Aber mal ehrlich.. wo geht da das Flair zu Grunde?
Es gibt immer noch genug Leute die sich auch mal zum questen zusammen schließen. Wenn man alles solo macht ist es seine eigene Schuld nicht die der Veränderung von HdRO
Gestern erst nach ner Buchquest mit einer 6er Gruppe in Lorien gequestet. Sind zwar solo Aufgaben aber was solls. Ging so schneller und war um einiges unterhaltsamer 


			Dieser Inhalt steht nur eingeloggten Mitgliedern zur Verfügung.


----------



## Lord-of-dwarven (14. Februar 2010)

Azerak da muss ich dir widersprechen, ich versuche andauernt Leute zu finden um mit ihnen zu Questen aber es gestaltet sich als unheimlich schwer, und ich denke nicht das ich so unsymphatisch bin..


----------



## Azerak (14. Februar 2010)

Suchst gezielt für eine Aufgabe? 
Manche unterlassen das mittlerweile weil sich manches vom Aufwand einfach nicht lohnt.
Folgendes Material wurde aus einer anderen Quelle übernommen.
Issue #424, opened 2016-09-01
react devtool doesn't support react chrome extension


Nomia:
Hi,

I've built a chrome extension based on react. Recently , it's fairly slow when render list. I wanna have deep look at it. But, the react tab won't show up in the chrome devtool. My react version is 0.14.8. I've exposed both React and ReactDOM as global variables. 

The react tab will show when transfer my chrome extension app to a server.
Hope that you could help me

Thank you!

ngyikp:
Duplicate of https://github.com/facebook/react-devtools/issues/91

Nomia:
Sorry,

After reading that thread(#91) 3 times. I still don't understand how to fix this issue.

What should I do?
Should I hack into the react-devtool extension and inject some code, then upload a new extension?

gaearon:
Try the [standalone version](https://github.com/facebook/react-devtools/tree/master/packages/react-devtools) of DevTools.

It should work within a Chrome extension: https://github.com/facebook/react-devtools/issues/434#issuecomment-280116615

Issue #350, opened 2016-03-19
Usage with a web app and iOS Simulator


elado:
Is there a way to use react-devtools with a web page on iOS Simulator Mobile Safari (currently running from localhost)? Maybe some remote debugger that would work in Chrome with the extension?

elado:
#440

Issue #320, opened 2016-01-27
Support iframes that doesn't have the top===0


hackhat:
I've found this solution ( https://github.com/facebook/react-devtools/issues/76 ) to debug iframes. Let's say my iframe has `postion: absolute, top: 10px` then when I hover a element in the react-devtools the debug boxes that appear on the webpage are offset by 10px up. This happens because of the top: 10px;

![image](https://cloud.githubusercontent.com/assets/11173732/12611910/2e163bc4-c4e7-11e5-8090-521934a897ce.png)

hackhat:
The fix is to use margin instead of top. Solution: `top: 0; margin-top: 10px`

jaredly:
yeah. I'm not sure there's a super good way to do that. I looked into it a bit

gaearon:
You can now use the [standalone DevTools](https://github.com/facebook/react-devtools/tree/master/packages/react-devtools) to debug iframes.

zlbben:
hi，standalone DevTools had the same problem

Issue #163, opened 2015-08-26
No react tools tab in chrome mobile developer tools


lfrodrigues:
We're developing an app using cordova and react. 

We use mobile developer tools for debugging but there we don't get the react tab.

cmacnaughton-al:
Same issue, react tab is gone.
Chrome Version 44.0.2403.157 (64-bit)

spicyj:
This is a problem with the chrome web store version of the extension (not just the beta), correct?

lfrodrigues:
yes it is

spicyj:
This is somewhat related to #91, I think, in that the devtools hook doesn't get added to the page. Not sure how easy it is to fix.

chauthai:
+1 for cordova support

elad-lachmi:
another +1 for cordova support

TheBoroer:
Another +1 for cordova support! :+1:

gaearon:
Unfortunately +1’s won’t help here because we are not working on Cordova apps. If you are working on one, and would like to see this fixed, please consider fixing this and submitting a PR. You can find instructions to get started here:

https://github.com/facebook/react-devtools#for-hacking

gaearon:
This should be solved with the new standalone version.
https://github.com/facebook/react-devtools/tree/master/packages/react-devtools

PR #440, opened 2016-10-04
Devtools for everyone!!!

### LINKED ISSUE #91: Not showing up when inspecting a Chrome app

jaredly:
Just add `<script src="http://localhost:8097"></script>` to the top of any html file, and magically debug the react running there. (swap out your network-local IP for `localhost` for pages not on your machine)

This works for:
- iframes
- chrome apps
- safari
- mobile safari/chrome/whatever
- embedded webviews
- chrome extensions (need to disable CSP though to eval... could probably fix this at some point)
- like anything

Test Plan:
- `npm run build` in `/shells/electron`
- then `npm start`

Add the script tag to the top of an html file.
Load the html file anywhere.
Debug to your heart's content.

Fixes #91 #424 #76 #320 #350 #163 #98 and probably others

image

### DIFF
--- a/.flowconfig
+++ b/.flowconfig
@@ -1,5 +1,6 @@
 [ignore]
 .*/react/node_modules/.*
+.*/electron/node_modules/.*
 .*node_modules/babel.*
 .*node_modules/classnames.*
 .*node_modules/json-loader.*
--- a/backend/websocketConnect.js
+++ b/backend/websocketConnect.js
@@ -1,0 +1,94 @@
+/**
+ * Copyright (c) 2015-present, Facebook, Inc.
+ * All rights reserved.
+ *
+ * This source code is licensed under the BSD-style license found in the
+ * LICENSE file in the root directory of this source tree. An additional grant
+ * of patent rights can be found in the PATENTS file in the same directory.
+ *
+ * @flow
+ */
+'use strict';
+
+function websocketConnect(uri: string, WebSocket?: (val: string) => Object) {
+  WebSocket = WebSocket || window.WebSocket;
+  var messageListeners = [];
+  var closeListeners = [];
+  var ws = new WebSocket(uri);
+  // this is accessed by the eval'd backend code
+  var FOR_BACKEND = { // eslint-disable-line no-unused-vars
+    wall: {
+      listen(fn) {
+        messageListeners.push(fn);
+      },
+      onClose(fn) {
+        closeListeners.push(fn);
+      },
+      send(data) {
+        ws.send(JSON.stringify(data));
+      },
+    },
+  };
+  ws.onclose = () => {
+    console.warn('devtools socket closed');
+    closeListeners.forEach(fn => fn());
+  };
+  ws.onerror = error => {
+    console.warn('devtools socket errored', error);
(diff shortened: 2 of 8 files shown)


jaredly:
ping @frantic or @spicyj?

frantic:
LGTM!

oelmekki:
> Fixes #91 #424 #76 #320 #350 #163 #98 and probably others

This is epic. 

Thanks a lot Jared, you just made my work on chrome extensions way 
easier :)

matthewwithanm:
woooah

kintendo:
@oelmekki could you explain how were able to get the dev tools to inspect your chrome extension?

oelmekki:
@kintendo I have not, this commit is not yet released :)

It will be in `0.15.5`, or whatever is released after `0.15.4`.

kintendo:
@oelmekki ah! thanks for that. Here I was already trying to get it to work, haha

maks:
@jaredly I'm probably missing something because when I tried this for a chrome (packaged) app I get an error in devtools console:

> Refused to load the script 'http://localhost:8097/' because it violates the following Content Security Policy directive: "default-src 'self' blob: filesystem: chrome-extension-resource:". Note that 'script-src' was not explicitly set, so 'default-src' is used as a fallback.

I used the current master branch as now from this repo and followed instructions in shells/chrome/Readme. The extension loaded ok but I got the above when I included the localhost script in my main html file. So for now it doesn't fix #91 for me.

jaredly:
@maks look up "disable CSP" for your chrome packaged app. then it should work for you

maks:
@jaredly Thansk for the very quick response!
But I think this might be a show stopper for me, as I don't think chrome packaged apps are able to disable CSP.
When I try per docs from (https://developer.chrome.com/extensions/contentSecurityPolicy#relaxing) I get the following next to my Chrome App in chrome://extensions:
There were warnings when trying to install this extension:
'content_security_policy' is only allowed for extensions and legacy packaged apps, but this is a packaged app.

Others have found the same:  http://stackoverflow.com/a/21131034/85472
as "v2" packaged apps are supposed to use "sandboxes" but I think they won't help in this case.

I guess I need to file a bug with Chromium...

jaredly:
hmmmm darn.

maks:
Yes :-(
In case it helps to come up with something in the future this is the [actual docs for CSP for packaged apps](https://developer.chrome.com/apps/contentSecurityPolicy) instead of for extensions which have different restrictions.
As far as I can see though, the things they offer as alternatives on that page won't help here, so I guess for now, no nice devtools for me when using react for chrome packaged app development.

Aber wenn ich zb. in den Nordhöhen nachfrage ob wer allgemein Lust hat zu questen findet sich eigtl immer wer.


----------



## Ellrock (14. Februar 2010)

So wie Hdro sich entwickelt ist es völlig ok. Mit dem wachsenden Menge des Content gibts immer die Notwendigkeit die alten Sachen zu vereinfachen - da sonst Spätbeginner keine Change haben die eigentliche Buch-Quest zu machen, da die Gruppensuche zu schwierig ist. Wünschen würde ich mir allerdings die Gruppenquests der Buchquestreihe so zu lassen und alternativ nur eine Möglichkeit zu geben die Reihe solo zu machen - wenn man keinen findet.


----------



## Lord-of-dwarven (14. Februar 2010)

Mein größtes Manko zurzeit ist das ich NOCH Testkunde bin und daher nicht flüstern darf, das mindert den Aufbau sozialer Kontakte zum Questen und ähnlichem.


----------



## Azerak (14. Februar 2010)

Lord-of-dwarven schrieb:


> Mein größtes Manko zurzeit ist das ich NOCH Testkunde bin und daher nicht flüstern darf, das mindert den Aufbau sozialer Kontakte zum Questen und ähnlichem.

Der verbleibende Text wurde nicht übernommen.